# Dividing by a fraction inquiry

# The prompt

**Mathematical inquiry processes:** Extend a pattern; find connections; generalise; reason about structure.** ****Conceptual field of inquiry: **Division of whole numbers by fractions; division and multiplication.

The prompt was designed to expose and correct a common misconception among secondary school students. When shown the prompt, they will often claim that fifty divided by a half is 25 and 20 divided by a fifth is four. Therefore, they reason, the two sides are unequal and the equation is false.

The inquiry normally starts in one of two ways. Either there will universal agreement that the prompt is not true, or one student or a few will argue that it is. (If the majority can explain why it is true, then the prompt is not appropriate for the class because it will hold no **intrigue**.)

In the first case, the teacher should assert the equation is true and ask each student to think why that might be before students pair up to discuss and then share their thinking. Often, at this point, students will speculate that the reason is related to 50 x 2 = 20 x 5.

The teacher, using a diagram if appropriate, should link the speculation to the fact that there are two halves in one whole, four halves in two, six halves in three and so on. Following the pattern, we have 100 halves in 50. Similarly, there are five fifths in one whole, 10 fifths in two, and 100 fifths in 20.

In the second case, the teacher will draw on the existing knowledge of one or a few students to co-construct a convincing argument.

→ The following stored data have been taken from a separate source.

PR #1021, opened 2023-01-19
[14.0] account_payment_partner: Add pre_init_hook to add computed columns

dannyadair:
Add columns to avoid Memory error on an existing Odoo instance with lots of data.

The payment_mode_id fields are introduced by this module and computed only from each other or the also newly introduced supplier_payment_mode_id and customer_payment_mode_id on res.partner, so they can stay NULL, nothing to compute.

### DIFF
--- a/account_payment_partner/__init__.py
+++ b/account_payment_partner/__init__.py
@@ -1,4 +1,5 @@
 # License AGPL-3.0 or later (http://www.gnu.org/licenses/agpl.html).
 
+from .hooks import pre_init_hook
 from . import models
 from . import reports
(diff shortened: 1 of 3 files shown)


pedrobaeza (approved):

dannyadair:
@pedrobaeza Thank you very much for the quick review!

dalonsod (approved):
👍

pedrobaeza:
This should be fw-port it to upper versions.

dannyadair:
> This should be fw-port it to upper versions.

Submitted #1046

PR #1022, opened 2023-01-20
[14.0] account_payment_order: Add pre_init_hook to add computed columns

dannyadair:
Add columns to avoid MemoryError on an existing Odoo instance with lots of data.

payment_order_ok on account.move is computed from payment_order_ok on account.payment.mode which are both introduced by this module, so nothing to compute.
(see AccountMove._compute_payment_order_ok() in models/account_move.py)

partner_bank_id on account.move.line requires payment_order_ok to be True which it won't be as it's newly introduced - again nothing to compute. (see AccountMoveLine._compute_partner_bank_id() in models/account_move_line.py)

### DIFF
--- a/account_payment_order/__init__.py
+++ b/account_payment_order/__init__.py
@@ -1,3 +1,4 @@
+from .hooks import pre_init_hook
 from . import models
 from . import report
 from . import wizard
--- a/account_payment_order/__manifest__.py
+++ b/account_payment_order/__manifest__.py
@@ -38,4 +38,5 @@
     ],
     "demo": ["demo/payment_demo.xml"],
     "installable": True,
+    "pre_init_hook": "pre_init_hook",
 }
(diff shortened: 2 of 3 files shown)


pedrobaeza:
`payment_order_ok` is a computed **non-stored** field, so you don't have to create the column. 

`partner_bank_id` is OK to be pre-created.

dannyadair:
@pedrobaeza Thank you very much for the quick review! I've adjusted the hook accordingly.

pedrobaeza (approved):

dalonsod (approved):
LGTM

pedrobaeza:
/ocabot merge patch

Can you fw-port it to 15?

dannyadair:
> /ocabot merge patch
> 
> Can you fw-port it to 15?

Submitted #1047

PR #1031, opened 2023-02-09
[15.0][FIX] account_banking_sepa_*: Remove post-installs

### LINKED ISSUE #977: [15.0] Error when installing account chart - account_payment_mode
## Module
account_payment_mode

## Describe the bug
The order of installation matters for `account_payment_mode`, a payment provider and an account chart causing crashes during automatic installations and manual installations. While for manual installations there is a workaround a workaround for automatic installations can be more tricky.

## To Reproduce
**Affected versions**: 15.0

1. Fresh Odoo installation
2. Install the modules `account_payment_mode` and a payment module (e.g. `payment_stripe`)
3. Install an account chart (e.g. `l10n_de_skr04`)

**Expected behavior**
If the installation happens in this order it produces an error and the installation of the account chart fails. I expect that the order of installation doesn't matter for the modules `account_payment_mode`, `payment_stripe` and `l10n_de_skr04`.

**Additional context**
```
2022-10-28 06:42:44,147 11 INFO odoo odoo.modules.loading: loading l10n_de_skr03/data/account_chart_template_data.xml
2022-10-28 06:42:49,714 11 WARNING odoo odoo.modules.loading: Transient module states were reset
2022-10-28 06:42:49,723 11 ERROR odoo odoo.modules.registry: Failed to load registry
2022-10-28 06:42:49,723 11 ERROR odoo odoo.http: Exception during JSON request handling.
...
  File "/tmp/addons/account/models/account_journal.py", line 437, in _check_payment_method_line_ids_multiplicity
    raise ValidationError(_("Some payment methods supposed to be unique already exists somewhere else.\n"
    odoo.exceptions.ValidationError: Some payment methods supposed to be unique already exists somewhere else.
    ([stripe] Stripe (inbound))

    View error context:
    '-no context-'
```

As far as I can see the bug is caused by the overwriting of `_default_outbound_payment_methods` and `_default_inbound_payment_methods` of `account.journal` of the mentioned module. If I remove those lines it works again. I'm not experienced enough with the in-depth accounting here to decide if this would be the right approach or it should be handled differently. Please support me here.

pedrobaeza:
From this version, Odoo already includes code on the account.payment.method creation for adding such method to each journal:

https://github.com/odoo/odoo/blob/a93ed75cb80f16f/addons/account/models/account_payment_method.py#L24-L38

so we don't need to explicitly create them for the new payment methods we are adding in these modules.

Fixes #977

@Tecnativa TT41146


victoralmau (approved):

dalonsod (approved):
👍

PR #1034, opened 2023-02-10
[14.0][IMP] account_payment_order: added bill date to Create Transactions wizard

dalonsod:
Some customers find useful bill date to be shown in Select Move Lines to Create Transactions wizard form, this PR simply adds it.

### DIFF
--- a/account_payment_order/models/account_move_line.py
+++ b/account_payment_order/models/account_move_line.py
@@ -9,6 +9,7 @@ from odoo.fields import first
 class AccountMoveLine(models.Model):
     _inherit = "account.move.line"
 
+    invoice_date = fields.Date(related="move_id.invoice_date")
     partner_bank_id = fields.Many2one(
         comodel_name="res.partner.bank",
         string="Partner Bank Account",
--- a/account_payment_order/wizard/account_payment_line_create_view.xml
+++ b/account_payment_order/wizard/account_payment_line_create_view.xml
@@ -53,6 +53,11 @@
                     >
                         <tree>
                             <field name="date" />
+                            <field
+                                name="invoice_date"
+                                optional="hide"
+                                string="Bill Date"
+                            />
                             <field name="move_id" required="0" />
                             <field name="journal_id" />
                             <field name="partner_id" />


dalonsod:
@mtbochaca could you review? Thanks!

dalonsod:
@dannyadair could you review? Thanks!

dalonsod:
@dannyadair @pedrobaeza could you review? Thanks!

dalonsod:
@ChristianSantamaria @lmiguens-solvos could you review? Thanks!

ChristianSantamaria (approved):
LGTM 👍

lmiguens-solvos (approved):
LGTM

dalonsod:
@pedrobaeza is this PR ready to be merged? When done, I'll make the fw-port to v15

pedrobaeza:
This needs a PSC review. I'm not able to do it right now, sorry.

dalonsod:
@HaraldPanten could you review? Thanks!

pedrobaeza (commented):
I have made a quick review, and adding such related field drains performance on the tree, as it needs to be extracted for each line, so I'm not sure this is convenient.

dalonsod:
Yes, I've simply used a related non-stored field because the expected list of moves to be shown in that tree view shouldn't be a large one. And that field is not intended to be used in other views.

Anyway, if this field could be dangerous, it could be solved making it `store=True` + pre-migration script, is it right?

pedrobaeza:
Not really, that would be worse, as on installation/update, existing lines will need to store the value.

It will also be confused for move lines not coming from invoices, or redundant on customer invoices. It seems a very specific need that shouldn't go on standard IMO.

gdgellatly:
Agree with @pedrobaeza , the practice of having a different invoice and move date is very very rare.

This from a midsized database, subject to IFRS, say 3 years old doing vanilla Odoo.

```
devel=# SELECT count(*) FROM account_move WHERE invoice_date != date AND invoice_date IS NOT NULL;
 count 
-------
   158
(1 row)

devel=# SELECT count(*) FROM account_move WHERE invoice_date IS NOT NULL;
 count  
--------
 786057
(1 row)
```

gdgellatly (changes requested):
See general comments in PR, if anything in a standard installation it will do more to confuse users than help them. and is mostly redundant anyway because by default, the accounting date and invoice date are the same. I think if you face a situation where this isn't the usual case, probably best addressed in a separate module, possibly more completely rather than show 2 dates.

dalonsod:
Thanks a lot for the comments @gdgellatly !

I have not problem creating a custom addon for this. I've simply make this improvement here because I've got some customers with such requirement (one of them has 99% of vendor bills in this situation) and I thought that it could be useful for other people.

Anyway, preventing that `invoice_date` wanted to be used by a few users, I've made the field `optional="hide"` in the view.

As @pedrobaeza said, if performance could be affected for the current functionality, no need to continue this way. Then, closing this.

Once the class accepts the prompt is true, the teacher might structure the inquiry by following the first line of inquiry below. Alternatively, if the class has experience in carrying out inquiries, the teacher might offer a selection of **regulatory cards**:

Students select a card and explain how they will continue the inquiry. They might justify their selection in one of the following ways:

*Find more examples:*"I will extend the the chain of equations that equal 100."*Practise a procedure:*"I would like questions with which to develop fluency in dividing by a fraction."*Change the prompt:*"I want to find another chain by starting with a different number or by making the equations equal to a different number (not 100)."*Explain a pattern:*"I would like to explain why the prompt is true."

March 2022

# Lines of inquiry

1. Extending the prompt

Is it possible to find more equations of the same type (i.e. with unit fractions) that equal 100? Can we construct a chain of the equations? How do we know when the chain is complete? What is the connection with the factors of 100? Is it possible to extend the chain to the left and continue to use unit fractions? (N.B. We could extend the chain to the right using a half, a quarter, an eighth and so on, but the teacher might decide to restrict the inquiry to whole numbers in order to emphasise the connection to factors.)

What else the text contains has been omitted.